Congrats. That's one heavy duty buck.


----------



## dugworm (May 23, 2008)

Nice. County?


----------



## Muddy (May 7, 2017)

Nice deer, congrats.


----------



## CFIden (Oct 9, 2014)

Wow. I'd be smiling too! What mass. Let us know what he scores. Congrats.


----------



## bridgeman (Aug 26, 2010)

155 to 160 easy.. outstanding buck


----------



## BuckeyeFishin07 (Apr 10, 2017)

That is a buck of two lifetimes! Wow what a monster!


----------



## Wilddav (Apr 22, 2008)

Thanks guys.. Carroll county with a ruger 77-44. was an awesome hunt.


----------



## Wilddav (Apr 22, 2008)

fireline said:


> What a Massive Buck, Congratulations, What county and gun used.


Thanks guys.. Carroll county with a ruger 77-44. was an awesome hunt.


----------



## One guy and a boat (Aug 8, 2018)

Wilddav said:


> Got this big boy Tuesday Afternoon.. Thanks to all the guys i was hunting with on the Tracking..

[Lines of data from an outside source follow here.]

PR #136, opened 2023-06-23
feat/thebe v2 - interactive figures in articles

stevejpurves:
Current `thebe` integration only applies to notebooks, whereas we can include notebook outputs in any markdown file as a figure or embedding.

This PR will replace the `thebe` provider system with one that can support interactive figures anywhere in a myst site, in addition to still enabling the notebooks to be run and made interactive as before. 

Goals:
- [x] any notebook on a site is identified as "computable" and can be run
- [x] any article containing a notebook output is identified as "computable" and can be run
- [x] execution state/context is separate between pages on a site
- [x] a user can navigate around the site, without losing their session when returning to a page previously visited and run
- [x] simplified UI for notebooks
- [x] new compact UI for figures in markdown
- [x] UI feedback during server connections
- [x] connections/startups that are initiated will continue to progress even if the user navigates away
- [DEFERRED] Errors that occur in parts of a notebook that are not attached to the UI are surfaced - see #139


packages/site/src/components/Navigation/TableOfContents.tsx
```diff
@@ -163,7 +163,7 @@ export const TableOfContents = ({
     <div
       ref={tocRef}
       className={classNames(
-        'fixed xl:article-grid article-grid-gap xl:w-screen xl:pointer-events-none overflow-auto max-xl:min-w-[300px]',
+        'fixed xl:article-grid article-grid-gap xl:w-screen xl:pointer-events-none overflow-auto max-xl:min-w-[300px] z-20',
```
stevejpurves, line 166: @rowanc1 thoughts on this? it was to accomodate the z-10 being added to the compute controls and to prevent overlap on narrow screens which made the first TOC item unclickable

rowanc1:
I think this is good to go in after a few minor changes that I am making locally. Notes are for future PRs.

There is no error feedback when a `server: true` fails to connect.

Navigating back to a notebook does not reattach cells (I thought that was in scope?).

Navigating back to an article does not reattach the model correctly.
image

It would be nice to figure out a way to only install things on lite:
image

In lite, there are calls to `/pypi/all.json`, should this be the place that we put our dependencies?

packages/site/src/components/Navigation/TableOfContents.tsx
rowanc1: This will interfere with cross-reference popups.

packages/site/tsconfig.json
```diff
@@ -1,6 +1,6 @@
 {
   "extends": "../tsconfig/react-library.json",
-  "include": ["."],
+  "include": [".", "../jupyter/src/execute", "../jupyter/src/controls"],
```
rowanc1, line 3: This is due to a drag-n-drop in vscode.

packages/site/src/components/Navigation/TableOfContents.tsx
rowanc1: Can we back this out and put pointer-events none on the part of the control that isn't active?

rowanc1: I have reverted. Given that the controls need another pass, I think we should have them not work rather than relying on the z-index pattern for the app (I had gotten away from that with the exception of the top-nav).

stevejpurves:
navigating back should reattach cells -- will investigate.

afaik the `/pypi/all.json` is more like a fake `pypi.org` main listing, rather than the list of wheels that should be loaded

packages/jupyter/src/controls/NotebookToolbar.tsx
```diff
@@ -41,8 +41,8 @@ export function NotebookToolbar({ showLaunch = false }: { showLaunch?: boolean }
 
   if (computable)
     return (
-      <div className="sticky top-[60px] flex justify-end w-full z-20">
-        <div className="flex p-1 m-1 space-x-1 border rounded-full shadow border-stone-300 bg-white/80 dark:bg-stone-900/80 backdrop-blur">
+      <div className="sticky top-[60px] flex justify-end w-full z-20 pointer-events-none">
+        <div className="flex p-1 m-1 space-x-1 border rounded-full shadow pointer-events-auto border-stone-300 bg-white/80 dark:bg-stone-900/80 backdrop-blur">
```
stevejpurves, line 45: guessing this was to stop the pointer showing up over blank space in the rest of the `div` yeah?

packages/site/tsconfig.json
```diff
@@ -1,6 +1,6 @@
 {
   "extends": "../tsconfig/react-library.json",
-  "include": [".", "../jupyter/src/execute", "../jupyter/src/controls"],
+  "include": ["."],
```
stevejpurves: hmm wonder if this was a vscode auto thing, as i didnt; add these explicitly

rowanc1: Yeah, when you drag from one folder to another it happens!

packages/jupyter/src/controls/NotebookToolbar.tsx
rowanc1: Yep!

rowanc1 (commented):
Woops, didn't post my comments!

packages/site/src/components/Navigation/TableOfContents.tsx
```diff
@@ -163,7 +163,7 @@ export const TableOfContents = ({
     <div
       ref={tocRef}
       className={classNames(
-        'fixed xl:article-grid article-grid-gap xl:w-screen xl:pointer-events-none overflow-auto max-xl:min-w-[300px] z-20',
+        'fixed xl:article-grid article-grid-gap xl:w-screen xl:pointer-events-none overflow-auto max-xl:min-w-[300px]',
```
stevejpurves: @rowanc1 reverting this causes two issues: the menu items can be covered by the toolbar div and the inset black background no longer blacks out the compute toolbar. The toolbar is set to `z-10` to lift above content in the main body.

image

did the `z-20` here interfere with something else?

packages/jupyter/src/execute/actions.ts
```diff
@@ -0,0 +1,124 @@
...
+  type:
+    | 'NAVIGATE'
+    | 'REQUEST_BUILD'
+    | 'BUILD_STATUS'
+    | 'CLEAR_BUILD'
+    | 'ADD_MDAST'
+    | 'ADD_NOTEBOOK'
+    | 'ADD_SESSION'
+    | 'SET_FIRST_EXECUTION'
+    | 'SET_RENDERING_READY';
```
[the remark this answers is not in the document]
stevejpurves: yeah the typing is not great, so strengthening that is good. I'm getting turned off enums though as they're not types and trying to use the thebe event enums for example are painful.

packages/site/src/components/Navigation/TableOfContents.tsx
stevejpurves: or is there a better way to deal with this overall?

rowanc1: It breaks the cross-references which appear under the toc.

The pointer-events-none should allow the controls to be mostly fixed though, only the right hand side is active?

rowanc1: Left some other notes on this here:
https://github.com/executablebooks/myst-theme/pull/136#discussion_r1251169214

Nice buck Dave and congrats. I work with your buddy John and he was showing me the pics of the deer that went by the stand. Plenty to choose from and he was regretting not going lol

Kip


----------



## eyecat (Sep 17, 2018)

awesome buck Dave


----------



## eyecatchum2 (Mar 30, 2010)

Great buck! Hope you didn’t have a long drag.


----------



## capt.scott (Jun 27, 2007)

Nice job David. Great deer. Congratulation


----------



## jaybird71 (May 31, 2017)

Wilddav said:


> Got this big boy Tuesday Afternoon.. Thanks to all the guys i was hunting with on the Tracking..


congrats on a Monster


----------